Last month, the California Public Employees' Retirement System (CalPERS) increased its investment manager discretion limits in real assets, in a move that industry experts say falls in line with a broader trend toward more discretionary spending.
CalPERS raised the threshold for its managing investment director in real assets, Paul Mouchakkaa, and chief investment officer, Ted Eliopoulos, to invest in real estate without committee approval, to $3 billion and $6 billion, respectively, per commitment. Previously, the managing investment director could make up to $1.5 billion in investments and the chief investment officer could make up to $2.5 billion, according to a CalPERS’ spokesman. CalPERS also capped annual discretionary real estate investments at $10 billion each, up from $7 billion.

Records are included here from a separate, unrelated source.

PR #222, opened 2020-02-17
Fix Bi-RealNet link

Tombana:


koenhelwegen:
Conflicts with #223 which fixes two other links as well

PR #240, opened 2020-02-24
add QuickNet API links

koenhelwegen:
To be merged after https://github.com/larq/docs/pull/20.


koenhelwegen:
Well spotted! Looks like we made the replacement in the `h5` files but not in the architecture implementation in zoo. We should correct that.

PR #770, opened 2025-02-25
Add typos checks

aliberts:
## What this does
Adds typo check:
- In CI
- In pre-commits

Will only raise errors if it finds typo, with suggestions to fix.

I removed the autofix behavior as it can sometimes fix what it perceives as typos but are not. In those cases, it's better to deal with those by ignoring them with one of the following strategies:

**Ignore a single line**
```python
config = {"defualt_mode": True}  # spellchecker:disable-line
```

**Ignore a block**
```python
# spellchecker:off
api_repsonse = {
    "sucess": False,
    "erorr_msg": "Unknwon request format"
}
# spellchecker:on
```

**Ignore words on the whole repo**
```toml
# pyproject.toml

[tool.typos]
default.extend-ignore-identifiers-re = [
    "my_word",
]
```

### DIFF
--- a/.github/workflows/quality.yml
+++ b/.github/workflows/quality.yml
@@ -42,3 +42,14 @@ jobs:
 
       - name: Ruff format
         run: ruff format --diff
+
+  typos:
+    runs-on: ubuntu-latest
+    steps:
+      - name: Checkout Repository
+        uses: actions/checkout@v4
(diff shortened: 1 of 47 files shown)


Cadene (approved):
lokos godo to me
sorry typo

The moves are described in meeting documents as part of a broader effort to reduce complexity and improve transparency in the pension’s investment strategy. The change is intended to increase consistency across CalPERS’ real assets program, which also includes infrastructure and forestland investments.

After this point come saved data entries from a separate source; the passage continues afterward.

PR #776, opened 2025-02-26
[vizualisation] Add pagination for many episodes

mishig25:
Added pagination to episdoes list.

Problem description: for example dataset https://huggingface.co/datasets/cadene/droid has 90k episodes, which meant that UI was rendering 90k items, which caused the browser to slow down.

Solution: add pagination. At any given time, render only 1k episodes and users can go backward or forward (see attached img)

Screenshot 2025-02-26 at 15 39 46

I've temporarily pushed this branch to https://huggingface.co/spaces/lerobot/visualize_dataset?dataset=cadene%2Fdroid&episode=89673 so that you can test 

Indeed, the performance is much better now


mishig25:
cc: @Cadene @aliberts

aliberts (approved):
Awesome! Thank you @mishig25

PR #777, opened 2025-02-26
Hardware API redesign

aliberts:
## What this does

This PR changes the core API of LeRobot in most hardware-related code. It aims to simplify the use of LeRobot as a library and as a tool upon which to easily build, develop and use robots.

:warning: This is a major breaking change. As we are still in Alpha, we’re in the process of improving and stabilizing. Existing policies and datasets made before this change will not work directly but it's still possible to make the new code backward compatible. Follow our [guide on backward compatibility](https://huggingface.co/docs/lerobot/backwardcomp).
As a result, we advise you to not rebase/pull directly if you're in the middle of an important workflow.

## Motivation

The current state of the codebase poses many limitations which we want to address:
- Current robot abstractions are based on form factor : `ManipulatorRobot`, `MobileManipulator`. These are hard to read, maintain and scale. Basing abstractions on form factor also poses an unnecessary classification problem as to when does a robot qualify for such or such form factor.
- Additionally, the concept of the robot and its teleoperating control device are mixed together in the same class. This makes it difficult to hack or change anything about the way one wants to control any robot.
- During the various events and hackathon we organized or attended, we observed that users and newcomers spent a lot of time on configuring motors and calibration. In some scenarios, we also observed middleware issues and communication with the motors could be unreliable.
- Another important motivation for these changes is testing: current tests are limited, heavy and slow and they don't scale easily. They check for available hardware devices to connect to (e.g. cameras or motors) whenever those are available. This is not ideal as these tests are essentially meant to run in CI environments.
- The Overall goal is to move towards a library tooling with an easy-to-use, tested and reliable API as opposed to the script-based tooling that we currently provide.

### Simpler, form factor-free abstractions
Robot abstraction is split into two separate `Robot` and `Teleoperator` classes which are independent from one another and don't assume anything on the form factor. Their role is simply to define a minimal set of properties and methods that are needed to interact with other components in lerobot.

```python
>>> teleop = SO100Leader(leader_config)
>>> robot = SO100Follower(follower_config)
```

They both produce and consume simple dicts which values have simple and native types whenever possible (e.g. no more arrays except for images).
```python
>>> teleop.connect()
>>> robot.connect()

>>> action = teleop.get_action()
>>> action
{'shoulder_pan.pos': 84.74,
 'shoulder_lift.pos': 4.95,
 'elbow_flex.pos': 70.6,
 'wrist_flex.pos': -88.41,
 'wrist_roll.pos': 57.89,
 'gripper.pos': 4.13}

>>> robot.send_action(action)
```
This allows to easily swap & hack new teleoperating device, e.g. control an arm with a gamepad controller or a VR headset, pending the correct transformations are applied on the action dict.

This design also allows for easy composition: for a bimanual arm setup for instance, one can do:
```python
left_follower = SO100Follower(left_cfg)
right_follower = SO100Follower(right_cfg)
```
but it's also possible to bundle them in a class and compose a new robot from existing ones:
```python
class BimanualSO100(Robot):
    def __init__(self, config):
        self.left_arm = SO100Follower(config.left_arm)
        self.right_arm = SO100Follower(config.right_arm)
        ...
```

Inspired by [Transformers' philosophy](https://huggingface.co/docs/transformers/en/philosophy), each robot and teleoperator gets its own directory where its code, config and docs live, similar to policies. Default calibration directory moved to `~/.cache/huggingface/lerobot/calibration` and can be configured with the `HF_LEROBOT_CALIBRATION` env variable.

### Stable, reliable middleware
The `MotorsBus` is now an abstract class with 2 implementations: `FeetechMotorsBus` and `DynamixelMotorsBus`. Given the similarities between the two SDKs, the abstract class already implements most of the code with manufacturer's specific code handled in the two implementations (Note: this could change in the future when adding support for more servos).

We previously only supported 2 ways to communicate with the motor: `read` and `write` which were actually `sync_read` and `sync_write`. 'sync' methods read and write to a group of motors simultaneously (a single instruction packet is sent). This is the fastest way to communicate as it reduces the number of packets but `sync_write` doesn't allow for response by the motors. This can be an issue when writing a certain value to a register is critical and needs to be confirmed (e.g. motor configuration). To address that, the `MotorsBus` now supports four methods:
- `read` (new): 1 instruction sent to a single motor + 1 status packet
- `write` (new): 1 instruction sent to a single motor + 1 status packet
- `sync_read` (renamed): 1 instruction sent to a group of motors + 1 status packet per motor
- `sync_write` (renamed): 1 instruction sent to a group of motors

By default, the `MotorsBus` performs a handshake at connection time to ensure specified motors are responding and correspond to the specs. In case this fails, a clear error message is displayed to help diagnose the problem quickly.
The response delay from the motors is also reduced at the minimum, which improves control frequency.
We've also added support for Feetech protocol 1 communication (SCS series) This was possible thanks to the new `read` method since `sync_read` is not supported by protocol 1. Dynamixel supported protocol remained unchanged and is still version 2.0 (version 1.0 not supported).

Errors handling is also improved to give more accurate information when an issue happens.

### Hassle-free calibration and simple normalization
Motors calibration has been reworked from the ground up to be more robust and fail-proof. It is also built for easy implementation by contributors when building their own robots with Feetech and Dynamixel motors by using dedicated methods from the `MotorsBus` (namely `set_half_turn_homings` for step 1 and `record_ranges_of_motion` for step 2).

Designed together with @pkooij, the new calibration procedure looks like this:
- A first step, similar to the previous one, is to find the offset to write to each motors. In this step, the user must position the robot such that each motor is roughly in the middle of what its range of motion will be.
- Then, the user moves each joint in their full range range of motion to record what min and max positions are. During this step, the current position, min and max values are displayed for each joint in the terminal for visualization. This ensures precise recording of the actual range of motion for each joint and reduces the risk of human error by being more transparent about what's going on. 

Once calibrated, position/velocity values fed to and returned by the robot in `send_action()` and `get_observation()` are normalized as a percentage between these min and max values. This percentage can be negative on some joints (e.g. where there's no obvious direction of motion) in which case values evolve from -100 (min) to +100 (max). On some joints where it make sense (e.g. grippers) this percentage is only positive (e.g. gripper closed is 100 and fully opened is 0).

Another major difference with previous calibration is that in addition to writing calibration values (range min, max and homing offset) to a local file in the cache, they are also written in the motors' registers themselves. When connecting to a robot, values from the local file are then compared to those on the motors register. If they match, the robot is considered calibrated and if not, it starts a calibration procedure.

### Simpler motors configuration
Motors setup (id and baudrate) is now simpler and can be done after robot assembly. It should allow to save time while being less error-prone as there's no need to configure motors before assembling them and remember their ids. It's also designed to be easily implemented in a new robot.

### Cameras refactor
Thanks to @imstevenpmwork, we've also improved the cameras interface in a similar way to be easier to use and to test. We now have a `Camera` abstraction with `OpenCVCamera` and `RealSenseCamera` implementations. See #1108 for the specific changes.

### Better & centralized documentation
Thanks to @pkooij, we also updated and centralized knowledge and tutorials in the `docs/` which can then be built and pushed to https://huggingface.co/docs/ ([Preview](https://moon-ci-docs.huggingface.co/docs/lerobot/pr_777))

### Other changes
- The `lerobot/scripts/control_robot.py` script has now been split into several smaller and simpler scripts:
    - `lerobot/calibrate.py`
    - `lerobot/teleoperate.py`
    - `lerobot/record.py`
    - `lerobot/replay.py`
- Similarly, `lerobot/scripts/find_motors_bus_port.py` is moved to `lerobot/find_port.py`
- Stretch 3 and Aloha are temporarily deprecated for now. They have been partially ported to the new API but their full implementation will be completed in subsequent PRs. Aloha is also split into a `WidowX` (leader) and `ViperX` (follower). The Aloha setup will then be replicated using the composition mentionned above.
- The Moss arm has been deprecated but it can still be controlled using the SO100 class as it's the same software-wise.
- `LeRobotDataset.add_frame()` now requires the task to be passed explicitely in the `task` arg (as opposed to being passed in the `frame` dict)
- We removed the option to pass a `robot` to dataset `LeRobotDataset.create()` from which to infer the features. Features from the robot must now be passed directly to the dataset.

## How it was tested
Currrent state of the tests on main branch:
```
=========== 311 passed, 49 skipped, 8 warnings in 382.78s (0:06:22) ============
```

Tests on this branch:
```
============ 497 passed, 9 skipped, 4 warnings in 157.32s (0:02:37) ============
```

This PR adds a number of tests for hardware:
```
+ tests/cameras/test_opencv.py
+ tests/cameras/test_realsense.py
+ tests/motors/test_dynamixel.py
+ tests/motors/test_feetech.py
+ tests/motors/test_motors_bus.py
+ tests/utils/test_encoding_utils.py
```

And a series of utilities to mock hardware efficiently:
```
+ tests/mocks/mock_dynamixel.py
+ tests/mocks/mock_feetech.py
+ tests/mocks/mock_robot.py
+ tests/mocks/mock_serial_patch.py
+ tests/mocks/mock_teleop.py
```
These **do not** connect to any physical device. Robot/Cameras/Motors classes all have a single Dummy class to test code that uses them, and each device implementation gets its own file with patches to test code inside them.

Given the scope and magnitude of these changes, reviewing code diff is hard. In consequence, it's advised to review the uses cases instead based on the new documentation. To that end, reviewers should follow and execute the [new tutorials](https://moon-ci-docs.huggingface.co/docs/lerobot/pr_777/en/getting_started_real_world_robot).

[Useful filter](https://github.com/huggingface/lerobot/pull/777/files?file-filters%5B%5D=.md&file-filters%5B%5D=.mdx&file-filters%5B%5D=.py&file-filters%5B%5D=.toml&file-filters%5B%5D=.yml&file-filters%5B%5D=dotfile&show-deleted-files=true&show-viewed-files=true) for reviewing code diff


lerobot/common/cameras/opencv/camera_opencv.py
```diff
@@ -0,0 +1,481 @@
...
+        self.new_frame_event: Event = Event()
+
+        self.rotation: int | None = get_cv2_rotation(config.rotation)
+        self.backend: int = get_cv2_backend()
+
+        if self.height and self.width:
+            if self.rotation in [cv2.ROTATE_90_CLOCKWISE, cv2.ROTATE_90_COUNTERCLOCKWISE]:
+                self.capture_width, self.capture_height = self.height, self.width
+            else:
+                self.capture_width, self.capture_height = self.width, self.height
```
AdilZouitine: nit: We can simplify it by reducing one level of indentation
```suggestion
        if self.height and self.width:
            self.capture_width, self.capture_height = self.width, self.height
            if self.rotation in [cv2.ROTATE_90_CLOCKWISE, cv2.ROTATE_90_COUNTERCLOCKWISE]:
                self.capture_width, self.capture_height = self.height, self.width
```

lerobot/common/cameras/opencv/camera_opencv.py
```diff
@@ -0,0 +1,481 @@
...
+
+        if self.width is None or self.height is None:
+            if self.rotation in [cv2.ROTATE_90_CLOCKWISE, cv2.ROTATE_90_COUNTERCLOCKWISE]:
+                self.width, self.height = default_height, default_width
+                self.capture_width, self.capture_height = default_width, default_height
+            else:
+                self.width, self.height = default_width, default_height
+                self.capture_width, self.capture_height = default_width, default_height
+        else:
+            self._validate_width_and_height()
```
AdilZouitine: Nit: we can simplify 
```suggestion
        if self.width is None or self.height is None:
            self.width, self.height = default_width, default_height
            self.capture_width, self.capture_height = default_width, default_height
            if self.rotation in [cv2.ROTATE_90_CLOCKWISE, cv2.ROTATE_90_COUNTERCLOCKWISE]:
                self.width, self.height = default_height, default_width
                self.capture_width, self.capture_height = default_width, default_height
        else:
            self._validate_width_and_height()
```

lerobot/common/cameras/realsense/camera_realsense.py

Managers are still required to mitigate risk by maintaining “an appropriate level of diversification,” and the fund has outlined geographical and leverage limits for each sector, constraints that “are intended to create a lower risk portfolio,” according to pension documents.
Alan Kosan, the head of consultancy Segal Rosercasey’s alternative investments research group, said CalPERS’ decision mirrors a larger trend toward more pension discretion.

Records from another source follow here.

PR #790, opened 2025-02-28
Fix dataset version tags

aliberts:
## What this does
When using `LeRobotDataset.push_to_hub`, a version tag is not automatically created, making subsequent download of said dataset fail since we're looking for a compatible version tag.

- Added automatic codebase version tagging with `tag_version: bool = True` arg in `push_to_hub`.
- Added cleared error message and instructions when failed to retrieve any version tags.

## How it was tested
Dataset uploaded with fix : [pepijn223/lekiwi_fix1](https://huggingface.co/datasets/pepijn223/lekiwi_fix1)


Cadene (approved):
Thanks!

PR #791, opened 2025-02-28
Delta indices simplification

IliaLarchenko:
## What this does

This PR removes unnecessary back-and-forth conversion between delta_indices and delta_timestamps.

1. In the model configuration file, we define delta_indices for actions and observations. For example, let's look at observations in Diffusion:
```
@property
def observation_delta_indices(self) -> list:
    return list(range(1 - self.n_obs_steps, 1))
```

2. Then in `datasets/factory.py` we transform them into the delta timestamps by dividing them by fps:
```
delta_timestamps[key] = [i / ds_meta.fps for i in cfg.observation_delta_indices]
```

3. Eventually, in `lerobot_dataset.py` we use `get_delta_indices` from `dataset/utils.py` to transform them back by multiplying them by fps:
```
def get_delta_indices(delta_timestamps: dict[str, list[float]], fps: int) -> dict[str, list[int]]:
    delta_indices = {}
    for key, delta_ts in delta_timestamps.items():
        delta_indices[key] = [round(d * fps) for d in delta_ts]

    return delta_indices
```

In the end, we use delta_indices, which we set up at the very beginning.

Basically we define delta_indices -> transform them to delta_timestapms -> trainsform them back to delta_indices 

All of this happens before we query data from the dataset. When the actual query happens we generate `query_indices` from `delta_indices` and also `query_timestamps` from `delta_indices` and use them for the actual data query.

I think that the transformation `delta_indices` -> `delta_timestapms` -> `delta_indices` is completely unnecessary. Because we define `delta_indices` in the policy and use `delta_indices` inside the dataset.

I removed all unnecessary transformations, all tests related to functions that were doing these transformations, and fixed examples.

Removing these steps doesn't have much impact on performance but lets us clean up the code. And also opens up some other opportunities. As we directly use `delta_indices` defined in the policy we can use something more flexible than a simple list.

## How it was tested
This PR doesn't break anything that is using `train.py` all policies work fine without any changes. All configs already use `delta_indices` so don't need to change anything.
But it can break someone's custom training pipeline because LerobotDataset expects `delta_indices` instead of `delta_timestapms` parameter now but it is very easy to fix as you can always get `delta_indices` by multiplying `delta_timestapms` by fps.

You can try to train any policy, eg:

```
    --output_dir=outputs/train/diffusion_pusht \
    --policy.type=diffusion \
    --dataset.repo_id=lerobot/pusht \
    --seed=100000 \
    --env.type=pusht \
    --batch_size=64 \
    --steps=200000 \
    --eval_freq=25000 \
    --save_freq=25000 \
    --wandb.enable=true
```


lerobot/common/datasets/lerobot_dataset.py
```diff
@@ -447,12 +445,11 @@ def __init__(
             image_transforms (Callable | None, optional): You can pass standard v2 image transforms from
                 torchvision.transforms.v2 here which will be applied to visual modalities (whether they come
                 from videos or images). Defaults to None.
-            delta_timestamps (dict[list[float]] | None, optional): _description_. Defaults to None.
+            delta_indices (dict[list[float]] | None, optional): _description_. Defaults to None.
```
aliberts, line 448:
```suggestion
            delta_indices (dict[str, list[int]] | None, optional): This parameter can be used to specify
                indices of frames to be retrieved by __getitem__ with respect to the called index. It needs to
                be specified by features in a dict where the keys are the feature keys and the values are the
                list of relative indices for that feature. Defaults to None.
```

lerobot/common/datasets/factory.py
```diff
@@ -33,37 +33,34 @@
 }
 
 
-def resolve_delta_timestamps(
-    cfg: PreTrainedConfig, ds_meta: LeRobotDatasetMetadata
-) -> dict[str, list] | None:
-    """Resolves delta_timestamps by reading from the 'delta_indices' properties of the PreTrainedConfig.
-
+def resolve_delta_indices(cfg: PreTrainedConfig, ds_meta: LeRobotDatasetMetadata) -> dict[str, list] | None:
```
aliberts, line 36:
```suggestion
def resolve_delta_indices(cfg: PreTrainedConfig, ds_meta: LeRobotDatasetMetadata) -> dict[str, list[int]] | None:
```

lerobot/common/datasets/factory.py
```diff
@@ -33,37 +33,34 @@
...
+    """Resolves delta indices by reading from the 'delta_indices' properties of the PreTrainedConfig.
     Args:
         cfg (PreTrainedConfig): The PreTrainedConfig to read delta_indices from.
-        ds_meta (LeRobotDatasetMetadata): The dataset from which features and fps are used to build
-            delta_timestamps against.
+        ds_meta (LeRobotDatasetMetadata): The dataset metadata containing feature information.
 
     Returns:
-        dict[str, list] | None: A dictionary of delta_timestamps, e.g.:
+        dict[str, list] | None: A dictionary of delta indices, e.g.:
```
aliberts, line 43:
```suggestion
        dict[str, list[int]] | None: A dictionary of delta indices, e.g.:
```

aliberts (commented):
The best code is no code.
This looks good, thanks! Left a few minor comments.

@Cadene I know you had some opinions about keeping the spec in delta_timestamps rather than delta_indices. I think the simplification here is worth it, besides right now we don't really have any use case or workflow where delta_timestamps is necessary over having delta_indices, AFAIK.

On a side note, I'm curious about how we should handle unsynced features like cameras with different fps, or variable refresh rate sensors. This is not directly an issue with using indices over timestamps but related nonetheless. Happy to get your opinion about this @IliaLarchenko @Cadene

IliaLarchenko:
We still have a main dataset level fps and timestamps for each index and we check that all of them are valid and inside tolerance bounds:
https://github.com/huggingface/lerobot/blob/8b2effa02b75343de032e259f28a5bb5085ee760/lerobot/common/datasets/lerobot_dataset.py#L505-L509

We do the same check when we save an episode:
https://github.com/huggingface/lerobot/blob/8b2effa02b75343de032e259f28a5bb5085ee760/lerobot/common/datasets/lerobot_dataset.py#L883-L889

Then for actually querying video frames we use timestamps:
https://github.com/huggingface/lerobot/blob/8b2effa02b75343de032e259f28a5bb5085ee760/lerobot/common/datasets/lerobot_dataset.py#L731-L735

And when we actually decode video we check it again:
https://github.com/huggingface/lerobot/blob/8b2effa02b75343de032e259f28a5bb5085ee760/lerobot/common/datasets/video_utils.py#L104-L114

Cadene:
Thanks for your work. Indeed our code can be improved and simplified.

However, I didnt understand your argument for changing the interface from timestamps to indices. I agree it simplifies things downstream, but for me it is at the expense of expressivity. Maybe the solution would be to simplify the code downstream, instead of upstream. For instance, the policy should not have indices defined, but timestamps.

Here is my argument for keeping timestamps as input: it is more expressive than indices. In this example, if we were to use indices, even with this comment, we have a hard time understanding what -75 , -50, -25, etc. mean. Instead we have to map these indices into timestamps, because it's more meaningful for us.
```
    # loads 8 state vectors: 1.5 seconds before, 1 second before, ... 200 ms, 100 ms, and current frame
    "observation.state": [-1.5, -1, -0.5, -0.20, -0.10, 0],  # <-- timestamps
    "observation.state": [-75, -50, -25, -10, -5, 0],  # <-- indices
```

It's also important to reason in timestamps, because at 10 fps, an index of -10 corresponds to -1 second, but at 50 fps, it's - 20ms which doesnt correspond at all to the same temporal learning for your model. By forcing the interface of dataset to be in timestamps, it's easier to not make this mistakes.

I think there are some issues in our API, but the best way to take the correct decisions is to make progress on other features such as training on multiple datasets with various fps. It will automatically raise some issues regarding timestamps and indices.

As of now, I would prefer to not make this change yet.

What do you think?

IliaLarchenko:
I don’t have a strong preference for indices over timestamps.  

Currently, timestamps are only used in examples with a manual training loop. In practice, if you train a model with any policy, you specify indices, and inside the dataset, you use indices to query items.  

Regardless of the approach, you need to account for FPS when specifying either `delta_indices` or `delta_timestamps`. Timestamps are more intuitive in your example, but multiplying them by FPS makes them just as clear:  

```python
"observation.state": [dt * fps for dt in [-1.5, -1, -0.5, -0.20, -0.10, 0]]
```

For observations, timestamps feel more natural, while for actions, indices make more sense. For example, if you want to predict the next 2 seconds of actions, you have to account for FPS anyway:  

- Using timestamps:  
  ```python
  [i / fps for i in range(fps * 2)]
  ```
- Using indices:  
  ```python
  range(fps * 2)
  ```

So ultimately, they’re not that different, but my approach skips a couple of intermediate steps.  

For multi-dataset scenarios, this gets even trickier. If one dataset has 10 FPS and another has 50 FPS, it's unclear what the best way to handle them is.  

My initial goal was to remove unnecessary conversions and allow policies to define more flexible `delta_indices` as an iterable. This way, you could use something like the iterator below to sample different indices dynamically:  

```python
class RandomizedDeltaIndices:
    def __iter__(self):
        return iter([
            random.randint(-25, -15),
            random.randint(-15, -5),
            *range(-4, 1)
        ])
```

However, this approach can be a bit messy. An alternative is passing a `delta_indices` post-processing function, like in this commit:  https://github.com/huggingface/lerobot/commit/fb6e9e7b1011dd6f8349592d9f0c820b56198720) . But defining a function as a dataset parameter isn’t ideal either.  I don't have a perfect solution yet.

Cadene:
A thought: For delta timestamps given as input to a dataset which don't match its fps, we can do some interpolation for state and action, and returns the closest frames for the vision modalities.

Thus, in the multi-dataset case, we can keep the same delta timestamps for both.

Then for training your DOT policy with some random delta timestamps, we can provide a "data augmentation" callable function to the dataset.

In any case, I think the delta timestamps interface to LeRobotDataset is to be prefered over delta indices.

IliaLarchenko:
Got it. So, I can close this PR. And later when DOT policy is integrated I can try to come up with some nice solutions for delta_indices augmentaitons.

PR #795, opened 2025-03-01
[Security] Add Bandit

aliberts:
## What this does
Adds [Bandit](https://github.com/PyCQA/bandit) in pre-commits which is a security linter to detect common security issues in Python code.

Performs the following fixes to comply with the issues reported:
- Rename `eval` -> `eval_main` as bandit thinks this is python's built-in `eval` function (we should use builtins names anyway)
- Add a `timeout` value to some `requests.get` calls
- Replaced an `os.system` with the safer `subprocess.run(..., shell=False)`
- Other unrelated formatting fixes due to running `pre-commit run -a`

Deactivates a few rules after verification that this is reasonable given our usage:
- [B101](https://bandit.readthedocs.io/en/latest/plugins/b101_assert_used.html)
- [B311](https://bandit.readthedocs.io/en/latest/blacklists/blacklist_calls.html#b311-random)
- [B404](https://bandit.readthedocs.io/en/latest/blacklists/blacklist_imports.html#b404-import-subprocess)
- [B603](https://bandit.readthedocs.io/en/latest/plugins/b603_subprocess_without_shell_equals_true.html#b603-subprocess-without-shell-equals-true)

It allows pensions to “move with alacrity in the market without waiting for a decision by a committee,” he said. “It can be a very positive execution tool in the illiquid asset classes.”
Discretionary investments are appealing both in-house and externally, Kosan noted.
“The fact that you control your own funding makes you a desirable partner for other co-investors out there,” he said. “You don’t have to go through the different gates required otherwise to get deals done in a cumbersome governance structure.”